PR #4608, opened 2023-06-14
DBZ-6534 Update MySQL test image from 5.7 to 8.0

mfvitale:
closes: https://issues.redhat.com/browse/DBZ-6534

### DIFF
--- a/.github/workflows/debezium-workflow.yml
+++ b/.github/workflows/debezium-workflow.yml
@@ -310,7 +310,41 @@ jobs:
           -Dorg.slf4j.simpleLogger.log.org.apache.maven.cli.transfer.Slf4jMavenTransferListener=warn
           -Dmaven.wagon.http.pool=false
           -Dmaven.wagon.httpconnectionManager.ttlSeconds=120
-            
+
+  ## Add this as until 5.7 will be EOL in October 2023
+  build_mysql_5_7:
+    needs: [ check_style, file_changes ]
+    if: ${{ needs.file_changes.outputs.common-changed == 'true' || needs.file_changes.outputs.mysql-changed == 'true' || needs.file_changes.outputs.mysql-ddl-parser-changed == 'true' || needs.file_changes.outputs.schema-generator-changed == 'true' }}
+    name: "MySQL 5.7"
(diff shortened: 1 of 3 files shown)


jpechane:
@mfvitale It might be good to add testing on MySQL 5.7 as part of GH workflow for the next 3 months - just in case

mfvitale:
@Naros Switching to MySQL 8.0 causes this test `MySqlJdbcSinkDataTypeConverterIT.testNationalizedCharacterDataTypeMappings:235` to fail wih `expected:<"utf8[]"> but was:<"utf8[mb3]">`

From [MySQL 8.0 docs](https://dev.mysql.com/doc/refman/8.0/en/charset-unicode-sets.html) 

> The utf8mb3 character set is deprecated and you should expect it to be removed in a future MySQL release. Please use utf8mb4 instead. utf8 is currently an alias for utf8mb3, but it is now deprecated as such, and utf8 is expected subsequently to become a reference to utf8mb4. Beginning with MySQL 8.0.28, utf8mb3 is also displayed in place of utf8 in columns of Information Schema tables, and in the output of SQL SHOW statements.
To avoid ambiguity about the meaning of utf8, consider specifying utf8mb4 explicitly for character set references.

It's strange to see this behavior since the table used during test has this charset declaration `CHARSET=utf8mb4;`
On tests with MySQL 5.7 the returned value is utf8 even if declared with `utf8mb4` and with MySQL 8.0 is utf8mb3.

Do you have any suggetion?

Naros:
So on MySQL 5.7, the DDL is constructed with a character set name of `utf8`, while on MySQL 8.0, the DDL refers to the character set `utf8mb3`.  

I considered whether we should account for this in the `ColumnDefinitionListener` of the DDL parser, but that wouldn't ultimately be wise.  Instead, I believe the right path forward should be to adjust the test so that we check that the character set starts with `utf8`, which would match 5.7 (utf8), 8.0.32 (utf8mb3), and the future re-aliasing to utf8mb4 and preserves existing behavior for users.

jpechane:
@mfvitale Applied, thanks

PR #4612, opened 2023-06-15
DBZ-6559 Restore backward compatibility for field that stars with a digit

mfvitale:
closes: https://issues.redhat.com/browse/DBZ-6559

### DIFF
--- a/debezium-core/src/main/java/io/debezium/schema/SchemaNameAdjuster.java
+++ b/debezium-core/src/main/java/io/debezium/schema/SchemaNameAdjuster.java
@@ -275,7 +275,12 @@ public interface SchemaNameAdjuster {
         }
         else {
             sb.append(replacement.replace(c));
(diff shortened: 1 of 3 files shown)


jpechane:
@mfvitale I pushed a commit that handles the keeping of the first char as an exception not as rule.

jpechane:
@mfvitale Could you please doble check the behaviour of the schema names too? If a topic prefix has value `3prefix`, what is and what was the name of the key/value schemas of messages in the topic? Do they start with `_prefix` or with `_3prefix`?

mfvitale:
> @mfvitale Could you please doble check the behaviour of the schema names too? If a topic prefix has value `3prefix`, what is and what was the name of the key/value schemas of messages in the topic? Do they start with `_prefix` or with `_3prefix`?

Tested and the prefix will be `_3prefix` is it correct?

jpechane:
@mfvitale Yes, that's correct - it is consistent

mfvitale:
> @mfvitale Yes, that's correct - it is consistent

Yes. Let me push this other test.

jpechane:
@mfvitale Applied, thanks

PR #4613, opened 2023-06-15
DBZ-6513 Fix the computation of Oracle's negative interval

vjuranek:
https://issues.redhat.com/browse/DBZ-6513


jpechane:
@vjuranek Applied, thanks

● ● ● ●

* **AIM OF THE TASK**
Filter the data for the string "they" and copy every line that has it.

* **RESULT FOR THIS EXERCISE**
@mfvitale Could you please doble check the behaviour of the schema names too? If a topic prefix has value `3prefix`, what is and what was the name of the key/value schemas of messages in the topic? Do they start with `_prefix` or with `_3prefix`?
> @mfvitale Could you please doble check the behaviour of the schema names too? If a topic prefix has value `3prefix`, what is and what was the name of the key/value schemas of messages in the topic? Do they start with `_prefix` or with `_3prefix`?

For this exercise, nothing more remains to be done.